Searching the material below, find each line that includes the word "positions", and copy it.

### ENTRIES PROVIDED
──────────────────────────────

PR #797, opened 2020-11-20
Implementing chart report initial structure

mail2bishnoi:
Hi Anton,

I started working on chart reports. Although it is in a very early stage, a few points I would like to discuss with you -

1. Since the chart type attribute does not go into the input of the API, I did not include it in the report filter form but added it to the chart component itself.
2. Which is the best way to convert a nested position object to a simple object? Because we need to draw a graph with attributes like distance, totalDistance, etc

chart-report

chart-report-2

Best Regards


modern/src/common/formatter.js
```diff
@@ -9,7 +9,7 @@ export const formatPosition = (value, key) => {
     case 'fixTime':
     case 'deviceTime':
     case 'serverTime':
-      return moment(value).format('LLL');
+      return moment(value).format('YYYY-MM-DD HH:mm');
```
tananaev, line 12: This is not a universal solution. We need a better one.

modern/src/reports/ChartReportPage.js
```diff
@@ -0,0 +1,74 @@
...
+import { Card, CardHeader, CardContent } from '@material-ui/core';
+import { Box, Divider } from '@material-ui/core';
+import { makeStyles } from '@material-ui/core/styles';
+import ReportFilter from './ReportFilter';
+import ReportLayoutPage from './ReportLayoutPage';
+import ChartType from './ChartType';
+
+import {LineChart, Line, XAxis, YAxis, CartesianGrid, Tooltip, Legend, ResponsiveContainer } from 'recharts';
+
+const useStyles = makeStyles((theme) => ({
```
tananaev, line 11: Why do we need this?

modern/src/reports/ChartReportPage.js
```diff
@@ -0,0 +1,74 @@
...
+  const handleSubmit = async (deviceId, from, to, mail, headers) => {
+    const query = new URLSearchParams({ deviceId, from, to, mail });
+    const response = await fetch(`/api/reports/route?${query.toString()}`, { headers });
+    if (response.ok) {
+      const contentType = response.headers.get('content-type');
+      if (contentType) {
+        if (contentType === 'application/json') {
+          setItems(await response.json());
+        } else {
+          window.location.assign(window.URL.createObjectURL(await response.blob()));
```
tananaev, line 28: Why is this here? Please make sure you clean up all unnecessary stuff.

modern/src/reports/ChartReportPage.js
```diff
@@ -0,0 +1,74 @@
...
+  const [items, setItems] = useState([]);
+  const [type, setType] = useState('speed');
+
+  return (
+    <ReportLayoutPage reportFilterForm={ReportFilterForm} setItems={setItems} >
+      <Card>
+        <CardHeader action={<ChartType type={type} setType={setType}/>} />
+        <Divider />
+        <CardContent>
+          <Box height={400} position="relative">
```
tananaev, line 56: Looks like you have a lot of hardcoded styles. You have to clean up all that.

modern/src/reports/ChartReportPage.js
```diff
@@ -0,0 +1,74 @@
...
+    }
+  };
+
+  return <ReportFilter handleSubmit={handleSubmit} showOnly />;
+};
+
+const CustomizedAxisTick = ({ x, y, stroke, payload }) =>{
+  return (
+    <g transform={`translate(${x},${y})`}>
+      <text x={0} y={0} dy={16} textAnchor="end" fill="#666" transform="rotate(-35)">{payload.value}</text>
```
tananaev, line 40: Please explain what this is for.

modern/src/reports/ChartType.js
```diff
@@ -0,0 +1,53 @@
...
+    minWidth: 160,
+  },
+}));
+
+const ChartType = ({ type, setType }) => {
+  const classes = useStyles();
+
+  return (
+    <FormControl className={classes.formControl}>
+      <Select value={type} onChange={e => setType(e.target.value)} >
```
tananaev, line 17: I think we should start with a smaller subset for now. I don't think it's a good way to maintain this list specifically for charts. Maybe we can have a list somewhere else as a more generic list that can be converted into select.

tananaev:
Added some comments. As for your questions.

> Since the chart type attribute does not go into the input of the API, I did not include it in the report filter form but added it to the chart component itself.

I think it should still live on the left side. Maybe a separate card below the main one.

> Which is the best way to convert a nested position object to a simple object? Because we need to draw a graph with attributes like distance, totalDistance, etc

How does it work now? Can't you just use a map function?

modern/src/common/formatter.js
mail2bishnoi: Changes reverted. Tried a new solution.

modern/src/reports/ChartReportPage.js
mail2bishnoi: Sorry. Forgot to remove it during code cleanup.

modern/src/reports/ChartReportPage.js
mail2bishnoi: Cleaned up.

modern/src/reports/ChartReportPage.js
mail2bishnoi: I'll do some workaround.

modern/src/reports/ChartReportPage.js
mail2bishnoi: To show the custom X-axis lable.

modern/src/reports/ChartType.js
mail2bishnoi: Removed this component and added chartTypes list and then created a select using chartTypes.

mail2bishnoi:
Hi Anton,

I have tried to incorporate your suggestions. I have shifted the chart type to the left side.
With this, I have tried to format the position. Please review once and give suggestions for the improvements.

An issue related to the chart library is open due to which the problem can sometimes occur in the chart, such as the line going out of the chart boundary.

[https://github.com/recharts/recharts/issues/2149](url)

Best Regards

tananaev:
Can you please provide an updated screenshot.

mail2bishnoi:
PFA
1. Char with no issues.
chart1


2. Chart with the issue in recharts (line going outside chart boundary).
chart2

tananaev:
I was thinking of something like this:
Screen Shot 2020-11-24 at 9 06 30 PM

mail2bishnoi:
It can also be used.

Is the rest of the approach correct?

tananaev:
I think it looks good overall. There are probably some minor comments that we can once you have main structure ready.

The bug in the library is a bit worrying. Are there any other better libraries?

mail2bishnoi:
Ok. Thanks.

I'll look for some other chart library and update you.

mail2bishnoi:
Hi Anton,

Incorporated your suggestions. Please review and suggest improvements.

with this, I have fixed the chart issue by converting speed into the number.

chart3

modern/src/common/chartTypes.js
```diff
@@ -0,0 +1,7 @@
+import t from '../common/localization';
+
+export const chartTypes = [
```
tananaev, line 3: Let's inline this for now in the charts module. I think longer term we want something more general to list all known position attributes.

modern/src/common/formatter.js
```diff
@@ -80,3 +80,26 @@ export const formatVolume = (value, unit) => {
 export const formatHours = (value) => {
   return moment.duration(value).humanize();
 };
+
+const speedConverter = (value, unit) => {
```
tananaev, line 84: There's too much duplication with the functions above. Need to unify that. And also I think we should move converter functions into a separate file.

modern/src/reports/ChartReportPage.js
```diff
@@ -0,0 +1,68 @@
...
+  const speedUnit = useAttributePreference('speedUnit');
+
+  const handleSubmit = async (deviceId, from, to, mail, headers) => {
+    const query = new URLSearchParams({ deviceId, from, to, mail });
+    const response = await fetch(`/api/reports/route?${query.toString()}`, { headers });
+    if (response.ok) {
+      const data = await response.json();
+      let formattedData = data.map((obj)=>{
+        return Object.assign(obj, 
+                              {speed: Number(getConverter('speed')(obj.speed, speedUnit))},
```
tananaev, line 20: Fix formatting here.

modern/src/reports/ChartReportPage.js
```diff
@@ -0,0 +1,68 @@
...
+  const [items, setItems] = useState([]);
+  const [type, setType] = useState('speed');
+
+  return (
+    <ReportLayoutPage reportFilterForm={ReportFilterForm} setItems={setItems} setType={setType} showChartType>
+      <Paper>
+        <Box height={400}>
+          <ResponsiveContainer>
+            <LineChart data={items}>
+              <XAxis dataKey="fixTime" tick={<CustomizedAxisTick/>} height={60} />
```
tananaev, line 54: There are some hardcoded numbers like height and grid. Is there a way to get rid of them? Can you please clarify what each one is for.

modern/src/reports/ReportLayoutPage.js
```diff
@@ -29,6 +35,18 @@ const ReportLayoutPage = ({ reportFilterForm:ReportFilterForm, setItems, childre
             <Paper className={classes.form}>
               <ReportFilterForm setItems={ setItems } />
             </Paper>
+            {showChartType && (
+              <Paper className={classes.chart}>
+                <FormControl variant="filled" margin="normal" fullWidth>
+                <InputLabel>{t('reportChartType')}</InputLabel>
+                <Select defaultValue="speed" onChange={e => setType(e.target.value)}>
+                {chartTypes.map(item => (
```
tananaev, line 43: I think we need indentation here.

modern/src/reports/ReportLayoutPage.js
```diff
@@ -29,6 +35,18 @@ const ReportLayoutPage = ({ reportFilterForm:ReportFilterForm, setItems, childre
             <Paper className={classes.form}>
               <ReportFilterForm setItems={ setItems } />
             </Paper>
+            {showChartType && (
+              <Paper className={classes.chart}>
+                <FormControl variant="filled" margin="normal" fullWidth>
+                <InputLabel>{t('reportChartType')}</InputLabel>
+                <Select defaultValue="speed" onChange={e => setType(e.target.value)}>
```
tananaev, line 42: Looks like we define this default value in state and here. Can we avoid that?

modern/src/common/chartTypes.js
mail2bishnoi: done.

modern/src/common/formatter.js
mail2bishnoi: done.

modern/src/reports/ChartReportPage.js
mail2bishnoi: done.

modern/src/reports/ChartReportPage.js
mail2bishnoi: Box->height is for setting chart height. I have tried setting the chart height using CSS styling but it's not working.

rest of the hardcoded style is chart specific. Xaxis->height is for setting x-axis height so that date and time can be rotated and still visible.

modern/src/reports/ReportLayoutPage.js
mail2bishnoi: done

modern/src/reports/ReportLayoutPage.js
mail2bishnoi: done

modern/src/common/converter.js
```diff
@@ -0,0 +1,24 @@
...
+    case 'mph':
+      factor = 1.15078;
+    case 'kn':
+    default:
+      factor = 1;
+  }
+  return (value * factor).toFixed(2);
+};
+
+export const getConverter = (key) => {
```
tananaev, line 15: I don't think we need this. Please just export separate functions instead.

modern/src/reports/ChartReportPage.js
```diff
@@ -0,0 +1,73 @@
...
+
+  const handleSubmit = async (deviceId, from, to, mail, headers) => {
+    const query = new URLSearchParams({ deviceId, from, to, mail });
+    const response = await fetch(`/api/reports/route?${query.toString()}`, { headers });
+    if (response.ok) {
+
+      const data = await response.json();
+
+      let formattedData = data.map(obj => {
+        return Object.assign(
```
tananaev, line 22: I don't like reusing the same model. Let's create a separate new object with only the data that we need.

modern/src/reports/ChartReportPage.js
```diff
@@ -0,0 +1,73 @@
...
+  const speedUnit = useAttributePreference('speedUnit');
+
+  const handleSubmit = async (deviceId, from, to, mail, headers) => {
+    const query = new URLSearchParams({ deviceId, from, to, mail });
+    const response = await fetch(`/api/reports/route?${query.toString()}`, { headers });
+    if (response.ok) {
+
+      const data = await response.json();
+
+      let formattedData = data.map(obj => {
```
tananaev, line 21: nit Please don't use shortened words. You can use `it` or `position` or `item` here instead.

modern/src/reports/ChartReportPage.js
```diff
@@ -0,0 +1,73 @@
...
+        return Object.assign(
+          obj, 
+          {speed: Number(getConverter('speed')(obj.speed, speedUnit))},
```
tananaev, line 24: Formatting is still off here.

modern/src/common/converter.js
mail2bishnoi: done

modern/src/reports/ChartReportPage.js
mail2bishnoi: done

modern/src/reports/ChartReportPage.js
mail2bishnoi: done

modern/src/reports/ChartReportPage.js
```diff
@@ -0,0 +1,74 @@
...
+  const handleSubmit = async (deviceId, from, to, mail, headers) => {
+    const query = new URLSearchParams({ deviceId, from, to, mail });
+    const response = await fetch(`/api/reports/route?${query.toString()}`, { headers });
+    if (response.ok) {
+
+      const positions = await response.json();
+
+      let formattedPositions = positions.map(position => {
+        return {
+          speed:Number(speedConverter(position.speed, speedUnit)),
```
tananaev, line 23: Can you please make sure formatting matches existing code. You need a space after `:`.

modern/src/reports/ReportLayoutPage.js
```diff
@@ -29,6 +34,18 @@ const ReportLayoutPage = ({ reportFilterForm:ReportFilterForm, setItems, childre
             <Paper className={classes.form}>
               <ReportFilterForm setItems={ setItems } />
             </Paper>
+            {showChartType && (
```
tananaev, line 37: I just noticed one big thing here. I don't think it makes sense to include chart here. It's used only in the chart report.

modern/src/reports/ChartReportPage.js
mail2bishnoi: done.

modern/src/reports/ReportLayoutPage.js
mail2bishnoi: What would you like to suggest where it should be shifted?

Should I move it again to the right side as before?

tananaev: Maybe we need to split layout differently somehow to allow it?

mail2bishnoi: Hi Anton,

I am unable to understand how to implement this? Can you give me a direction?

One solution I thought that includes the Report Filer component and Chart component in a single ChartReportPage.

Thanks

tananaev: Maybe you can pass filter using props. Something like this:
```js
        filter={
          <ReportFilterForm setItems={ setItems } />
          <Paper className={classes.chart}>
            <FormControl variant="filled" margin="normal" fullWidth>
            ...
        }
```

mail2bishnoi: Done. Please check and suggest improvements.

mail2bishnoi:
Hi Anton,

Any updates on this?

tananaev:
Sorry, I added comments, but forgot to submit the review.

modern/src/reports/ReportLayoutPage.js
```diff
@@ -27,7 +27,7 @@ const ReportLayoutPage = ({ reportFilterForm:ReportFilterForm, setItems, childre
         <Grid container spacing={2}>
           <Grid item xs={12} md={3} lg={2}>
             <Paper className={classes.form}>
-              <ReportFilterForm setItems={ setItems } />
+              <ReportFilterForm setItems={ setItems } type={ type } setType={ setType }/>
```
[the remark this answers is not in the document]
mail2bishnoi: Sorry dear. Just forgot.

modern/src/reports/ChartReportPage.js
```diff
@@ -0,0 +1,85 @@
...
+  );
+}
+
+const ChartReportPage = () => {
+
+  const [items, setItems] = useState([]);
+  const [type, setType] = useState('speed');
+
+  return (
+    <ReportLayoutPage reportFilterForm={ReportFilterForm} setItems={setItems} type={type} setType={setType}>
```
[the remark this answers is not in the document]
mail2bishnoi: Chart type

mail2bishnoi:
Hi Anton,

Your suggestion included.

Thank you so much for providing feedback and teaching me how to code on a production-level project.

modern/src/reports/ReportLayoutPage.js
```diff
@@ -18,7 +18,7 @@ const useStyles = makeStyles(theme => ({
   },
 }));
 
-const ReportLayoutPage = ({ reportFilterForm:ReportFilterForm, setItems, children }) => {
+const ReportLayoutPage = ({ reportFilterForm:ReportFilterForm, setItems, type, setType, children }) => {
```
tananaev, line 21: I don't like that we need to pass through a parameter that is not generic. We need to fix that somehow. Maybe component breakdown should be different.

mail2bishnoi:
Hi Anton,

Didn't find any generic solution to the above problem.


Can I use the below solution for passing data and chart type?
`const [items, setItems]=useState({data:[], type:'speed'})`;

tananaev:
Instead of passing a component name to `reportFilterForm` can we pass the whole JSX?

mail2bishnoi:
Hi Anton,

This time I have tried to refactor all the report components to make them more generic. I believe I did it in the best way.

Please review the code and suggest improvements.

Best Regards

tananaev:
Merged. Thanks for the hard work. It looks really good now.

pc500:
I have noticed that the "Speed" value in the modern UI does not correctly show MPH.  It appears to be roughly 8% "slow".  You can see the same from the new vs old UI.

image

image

──────────────────────────────

### YOUR SOLUTION
+      const positions = await response.json();
+      let formattedPositions = positions.map(position => {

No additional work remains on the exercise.